You're willing to relocate and are flexible about hiring. Say that. List any
good examples of teamwork and/or projects that you have done. Believe in
yourself.

Good luck.

------
allanchao
It may be hard for you to find a job directly. A lot of lower level positions
are filled by temp agencies. I would recommend looking into that. Think of a
temp agency like an internship where you actually get paid decently - it
frequently turns into a full time position.

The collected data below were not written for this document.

PR #12335, opened 2023-10-17
fix: Make Reachability node safe

jimblanc:
#### Description of changes

Makes the `Reachability` utility node safe to allow it to be built on Next.js applications, even when not using SSR.

Previously this behavior was enforced by this check which was removed to avoid a dependency on `process`: https://github.com/aws-amplify/amplify-js/blob/main/packages/core/src/Util/Reachability.ts#L16

Tested `Reachability` in a Web application to make sure the observable was still firing by disconnecting/reconnecting my network. Associated DS integ test now passing.

#### Checklist

- [x] PR description included
- [ ] `yarn test` passes

### DIFF
--- a/packages/core/src/Reachability/Reachability.ts
+++ b/packages/core/src/Reachability/Reachability.ts
@@ -9,7 +9,7 @@ export class Reachability {
 	private static _observers: Array<CompletionObserver<NetworkStatus>> = [];
 
 	networkMonitor(_?: unknown): Observable<NetworkStatus> {
-		const globalObj = isWebWorker() ? self : window;
+		const globalObj = isWebWorker() ? self : typeof window !== 'undefined' && window;
 
 		if (!globalObj) {
 			return from([{ online: true }]);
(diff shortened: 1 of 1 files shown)


packages/core/src/Reachability/Reachability.ts
```diff
@@ -1,15 +1,19 @@
...
 
 export class Reachability {
 	private static _observers: Array<CompletionObserver<NetworkStatus>> = [];
 
 	networkMonitor(_?: unknown): Observable<NetworkStatus> {
-		const globalObj = isWebWorker() ? self : window;
+		const globalObj = isWebWorker() ? self : typeof window !== 'undefined' && window;
+
+		if (!globalObj) {
+			return from([{ online: true }]);
```
jimblanc, line 15: This behavior was previously covered by this check: https://github.com/aws-amplify/amplify-js/blob/main/packages/core/src/Util/Reachability.ts#L16

RN uses `Reachability.native.ts` so not a concern. Web Worker is explicitly covered. On Node.js (where window is not available) it will return `online: true` which is aligned with v5 behavior.

david-mcafee (approved):
LGTM! 🎉

PR #12340, opened 2023-10-18
chore: disable/delete SSR tests

israx:
#### Description of changes

**Disable test**:
- `auth-cdn`: Based on a previous discussion it is unclear whether we still want to support CDN or not. Thus, this PR momentarily disables it. If it will be supported, then we would need to generate the CDN v6 artifacts.

**Deleted test**
- `custom-auth-ssr`: it tests a basic auth flow in the client and the `getServerSideProps` functionality, which is already being tested.
- `integ_react_amazon_cognito_identity_js_cookie_storage` and `integ_react_amazon_cognito_identity_js`: it tests functionality in `amazon_cognito_identity_js` package, which is not supported in v6. However these tests also test some device and user management functionalities. So instead of refactoring them we should create a better test coverage for auth.

#### Checklist

- [x] PR description included
- [x] `yarn test` passes


stocaaro (approved):

elorzafe (approved):
Looks good!

PR #12364, opened 2023-10-19
fix(auth): assign `USERNAME` param returned from service to RespondToAuthChallenge calls

israx:
#### Description of changes

This PR fixes MFA and device tracking flows during the following conditions:
- userpool is configured to sign-in with `phone_number` or `email`
- userpool is configured to sign-in with an alias

Cognito will return a `userSub` or the corresponding `username` during sign-in when any of the stated configs above are met.

**IMPORTANT:**

Device tracking will be supported, however end-users won't be able to bypass MFA under the following conditions:
- userpool is configured with any of the options listed above
- `signIn` API is called with `USER_PASSWORD_AUTH` authFlow.

Customers will be able to call `listDevices` as `ConfirmDevice` will be kicked off. However bypassing MFA is not possible because `InitiateAuth` won't have access to a `DEVICE_KEY` when authFlow is `USER_PASSWORD_AUTH`.

Currently v5 throws an error during sign-in making it not possible to be `Authenticated`.

- Tested all AuthFlows in a sample App with Device tracking enabled

#### Checklist

- [x] PR description included
- [x] `yarn test` passes


jimblanc (approved):
Makes sense to me, thanks for the fix

PR #12381, opened 2023-10-20
Chore/cleanup type versions

jimblanc:
#### Description of changes

Cleans up our `typesVersions` fields across the library and removes the catch-all `*` rule. Types from the package root are specified via the top-level `typings` field so the catch-all is not required. We still need to keep `typesVersions` however for some versions of React Native & TypeScript to ensure consistent behavior.

Tested imports & builds in a NextJS, React, and RN sample apps.

#### Checklist

- [x] PR description included
- [x] `yarn test` passes


packages/api/index.v37.d.ts
jimblanc, line 1: Confirmed with the Data team that we no longer require this.

stocaaro (approved):

ashwinkumar6 (approved):
Thank you !

cshfang (approved):

PR #12388, opened 2023-10-20
fix(core): give ampilfyUuid clear type info

5d:
#### Description of changes

Currently, the `amplifyUuid` is alias of dependency `uuid`'s `v4` method, which has [optional `options?: V4Options` parameter defined](https://github.com/DefinitelyTyped/DefinitelyTyped/blob/master/types/uuid/index.d.ts#L31). 
image

As we are not exposing `V4Options` type, it will cause compile issue in user App. This PR defines `amplifyUuid` function signature without `V4Options` type.

- tested at local

#### Checklist

- [X] PR description included
- [X] `yarn test` passes


packages/core/src/utils/amplifyUuid/index.ts
```diff
@@ -4,6 +4,6 @@
 import './polyfill';
 import { v4 } from 'uuid';
 
-const amplifyUuid = v4;
+const amplifyUuid = (): string => v4();
```
stocaaro, line 7: Why not type this directly without the wrapper?
```
const amplifyUuid: () => string = v4;
```

HuiSF (dismissed):

packages/core/src/utils/amplifyUuid/index.ts
5d: I think it's the same thing. Defining it with annonymous function looks more explicit for me.

jimblanc (dismissed):

packages/core/src/utils/amplifyUuid/index.ts
stocaaro: I think I'll grant you that adding a function layer is more explicit since its actually adding executing code to the js runtime, where typing the assignment is only adding build time type checking that doesn't ship to the end user. They're the same behavior, but the typing version achieves the same outcome with a smaller bundle size and fewer cpu cycles, with the needed typesafety.

Maybe this is premature optimization, but I think we should prefer to add type guarantees without adding js size as a pattern for the library.

5d: @stocaaro The bundle size is a good point. I've tested the function assignment style reduced 5 bytes of the bundle size. I was not able to confirm the CPU cycles. However, I think the mordern interpreters should be able to inline the anonymous function, the CPU cost should be the same. I will update the PR, thanks for the comments! 👍

stocaaro (approved):

jimblanc (approved):

HuiSF (approved):

AllanZhengYP (approved):

PR #12415, opened 2023-10-24
fix(auth): handle multiple  redirect links

israx:
#### Description of changes

**Web:**
- it gets the URI that comes from the same origin, otherwise throws 

use cases supported by Amplify:
| Origin    | Destination |  Same origin|
| ----------- | ----------- | -----------|
| www.a.com     | www.a.com        | yes
| www.a.com     | www.a.com/app       | yes
| www.a.com/app  | www.a.com/another-app       | yes
| www.a.com/app  | dev.a.com/app       | no

Websites with different origins don't share elements in storage, thus Amplify is unable to access oauth keys.

**RN:**
- it gets the first URI that is not http or https

Test in a sample app with code and token responseType

#### Checklist

- [x] PR description included
- [ ] `yarn test` passes


packages/auth/src/providers/cognito/apis/signOut.ts
```diff
@@ -123,10 +124,10 @@ async function oAuthSignOutRedirect(
 	preferPrivateSession: boolean
 ) {
 	assertOAuthConfig(authConfig);
-
+	const getRedirectSignOut = getSignInRedirect;
```
cshfang, line 127: Instead of doing this - maybe we can just change the utility function name to something more generic like `getRedirectUrl` and just use it directly in both APIs

packages/auth/src/providers/cognito/utils/oauth/getSignInRedirect.native.ts
```diff
@@ -0,0 +1,15 @@
+// Copyright Amazon.com, Inc. or its affiliates. All Rights Reserved.
+// SPDX-License-Identifier: Apache-2.0
+
+import { invalidRedirectException } from '../../../../errors/constants';
+
+/** @internal */
+export function getSignInRedirect(redirects: string[]): string {
+	const redirect = redirects.find(
+		redirect => !redirect.startsWith('http') && !redirect.startsWith('https')
```
cshfang, line 9: This would be redundant, I think. As you can't have a string that starts with `'https'` without it also starting with `'http'`.

But I think maybe we should fully qualify the search for protocols i.e.
```ts
const redirect = redirects.find(
		redirect => !redirect.startsWith('https://') && !redirect.startsWith('http://')
```
Since we don't actually want to filter out a scheme like `'httpjustkidding://'`

packages/auth/src/providers/cognito/utils/oauth/getSignInRedirect.ts
```diff
@@ -0,0 +1,15 @@
+// Copyright Amazon.com, Inc. or its affiliates. All Rights Reserved.
+// SPDX-License-Identifier: Apache-2.0
+
+import { invalidRedirectException } from '../../../../errors/constants';
+
+/** @internal */
+export function getSignInRedirect(redirects: string[]): string {
+	const redirect = redirects.find(redirect => {
+		return redirect.startsWith(String(window.location.origin + '/'));
```
cshfang, line 9: QQ: If there's no match with the current location.. does it necessarily invalidate the redirect url? Is it possible they *want* to redirect to a different url? I'm wondering if we should start with this and additionally fallback to a best guess rather than throw an error

elorzafe: I think that makes, sense what is flutter doing?

packages/auth/src/providers/cognito/utils/oauth/getSignInRedirect.native.ts
elorzafe: Good catch @cshfang, could there be an app name be `http` or `https`?

packages/auth/src/providers/cognito/utils/oauth/getSignInRedirect.ts
israx: Flutter is matching the current window location and also throws. I added a fallback case but I kept the `throw` logic in case nothing is found in the `signInRedirect` array config option. Otherwise it will return `undefined` and customers will still face an error while in the `oauth` flow.

israx: Thinking twice I think it is not a good idea to add a fallback because the `signInRedirect` should be coming from the same origin, v6 doesn't support oauth flows coming outside of Amplify, thus customers can have their `redirectSignIn` url with tokens hanging in the browser.

israx: added an additional fallback to match the same domain

packages/auth/src/providers/cognito/utils/oauth/getRedirectUrl.ts
```diff
@@ -0,0 +1,32 @@
...
+	} else if (redirectUrlFromDifferentOrigin) {
+		throw invalidOriginException;
+	}
+	throw invalidRedirectException;
+}
+
+// origin + pathname => https://example.com/app
+const isSameOriginAndPathName = (redirect: string) =>
+	redirect.startsWith(
+		String(window.location.origin + window.location.pathname ?? '/')
```
cshfang, line 26: Nit: Could you use string interpolation to avoid the `String()` cast? More importantly - it might make the expression itself a little clearer (I *think* this means if there's no pathname then use `'/'`) and doing something like
```ts
`${window.location.origin}${window.location.pathname ?? '/'}`
```
might make that marginally clearer?

packages/auth/src/providers/cognito/utils/oauth/getRedirectUrl.native.ts
```diff
@@ -0,0 +1,16 @@
...
+export function getRedirectUrl(redirects: string[]): string {
+	const redirect = redirects?.find(
+		redirect =>
+			!redirect.startsWith('http://') && !redirect.startsWith('https://')
+	);
+	if (!redirect) {
+		throw invalidRedirectException;
+	}
+	return redirect;
+}
```
elorzafe, line 16: This will always use the first non `http` `https` url, this means if you have more than the rest will be ignored

elorzafe: Is it possible to detect the app name?

israx: yeah this is specific for RN, I don't think there is a way to distinguish more than 1 non http or non https. The conditions here are less restrictive

cshfang (approved):

packages/auth/src/providers/cognito/utils/oauth/getRedirectUrl.ts
```diff
@@ -0,0 +1,32 @@
...
+	);
+// domain => outlook.live.com, github.com
+const isTheSameDomain = (redirect: string) =>
+	redirect.includes(String(window.location.hostname));
```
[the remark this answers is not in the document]
israx: Yeah I think if we want to be less restrictive, the next case basically wouldn't match an url coming from the same origin, thus not something that Amplify supports at the moment

elorzafe (approved):
Looks good

Thanks @israx 🏅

Another way to go is to freelance. There are always small businesses that need
little help here and there with their website. The key to that is to build
relationships.

For developers who have more experience and also looking for jobs, going to
events and speaking with recruiters can work well. Doesn't work for less
experienced though, because it's not worth going through a recruiter for that
($$).

------
JoshKalkbrenner
Elance

------
myearwood
I looked on your website and it love the design - its beautiful.Movetampabay
looks great as well. I think you should advertise yourself as a user interface
designer. You said you are not much of a designer, but I think otherwise. If
you really hate doing web design,then you should switch,but I think you have
the talent to do well at it.

I also think you should put a picture of youself on your website.

Good Luck!

------
stray
You should say where you are.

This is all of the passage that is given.